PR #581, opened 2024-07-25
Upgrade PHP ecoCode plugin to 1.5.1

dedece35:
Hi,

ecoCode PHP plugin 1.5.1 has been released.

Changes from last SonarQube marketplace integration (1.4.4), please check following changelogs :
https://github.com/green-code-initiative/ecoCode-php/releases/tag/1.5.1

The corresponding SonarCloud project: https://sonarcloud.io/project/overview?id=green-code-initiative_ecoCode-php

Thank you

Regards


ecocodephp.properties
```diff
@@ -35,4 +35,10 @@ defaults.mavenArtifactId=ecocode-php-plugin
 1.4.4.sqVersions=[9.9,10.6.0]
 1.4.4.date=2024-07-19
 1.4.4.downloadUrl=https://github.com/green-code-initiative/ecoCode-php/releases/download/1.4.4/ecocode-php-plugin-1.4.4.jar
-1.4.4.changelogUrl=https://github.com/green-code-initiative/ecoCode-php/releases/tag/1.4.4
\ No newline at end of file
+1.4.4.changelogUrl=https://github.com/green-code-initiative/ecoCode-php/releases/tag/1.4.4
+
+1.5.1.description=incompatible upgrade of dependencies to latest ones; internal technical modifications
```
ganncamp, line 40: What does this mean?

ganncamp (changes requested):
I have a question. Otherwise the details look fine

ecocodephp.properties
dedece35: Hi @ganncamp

####################

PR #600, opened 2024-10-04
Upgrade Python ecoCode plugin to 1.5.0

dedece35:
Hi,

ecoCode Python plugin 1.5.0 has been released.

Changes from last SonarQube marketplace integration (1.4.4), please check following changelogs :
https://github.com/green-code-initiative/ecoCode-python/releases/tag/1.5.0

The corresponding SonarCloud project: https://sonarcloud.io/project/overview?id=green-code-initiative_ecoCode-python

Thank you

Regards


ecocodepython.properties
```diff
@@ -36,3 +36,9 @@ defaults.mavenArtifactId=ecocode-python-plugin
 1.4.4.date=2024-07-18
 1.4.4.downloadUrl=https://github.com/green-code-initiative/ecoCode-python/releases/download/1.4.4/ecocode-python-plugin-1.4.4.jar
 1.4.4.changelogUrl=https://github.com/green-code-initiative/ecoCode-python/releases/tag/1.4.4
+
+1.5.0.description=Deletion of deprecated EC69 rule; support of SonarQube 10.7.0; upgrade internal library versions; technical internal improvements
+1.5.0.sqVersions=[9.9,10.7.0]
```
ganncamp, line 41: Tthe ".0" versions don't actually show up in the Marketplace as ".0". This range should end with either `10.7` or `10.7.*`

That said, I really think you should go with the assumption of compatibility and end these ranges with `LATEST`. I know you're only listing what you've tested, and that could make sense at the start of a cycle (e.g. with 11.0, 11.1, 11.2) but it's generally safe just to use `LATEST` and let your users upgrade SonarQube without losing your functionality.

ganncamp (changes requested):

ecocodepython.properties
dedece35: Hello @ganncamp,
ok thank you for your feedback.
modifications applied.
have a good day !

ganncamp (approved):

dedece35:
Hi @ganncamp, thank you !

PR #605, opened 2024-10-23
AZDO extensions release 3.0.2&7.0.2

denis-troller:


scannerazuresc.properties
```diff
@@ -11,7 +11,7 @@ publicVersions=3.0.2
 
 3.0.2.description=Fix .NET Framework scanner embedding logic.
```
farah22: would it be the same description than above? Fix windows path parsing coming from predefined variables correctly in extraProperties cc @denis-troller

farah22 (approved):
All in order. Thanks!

####################

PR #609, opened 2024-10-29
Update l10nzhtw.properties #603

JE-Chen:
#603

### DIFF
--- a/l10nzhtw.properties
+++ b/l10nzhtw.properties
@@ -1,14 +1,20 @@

####################

An exact copy of the lines above, from the one containing "farah22: would it" down to the one containing "All in order. Thanks!" and including both, is the whole answer; retype it and nothing else.

Expected answer —
farah22: would it be the same description than above? Fix windows path parsing coming from predefined variables correctly in extraProperties cc @denis-troller

farah22 (approved):
All in order. Thanks!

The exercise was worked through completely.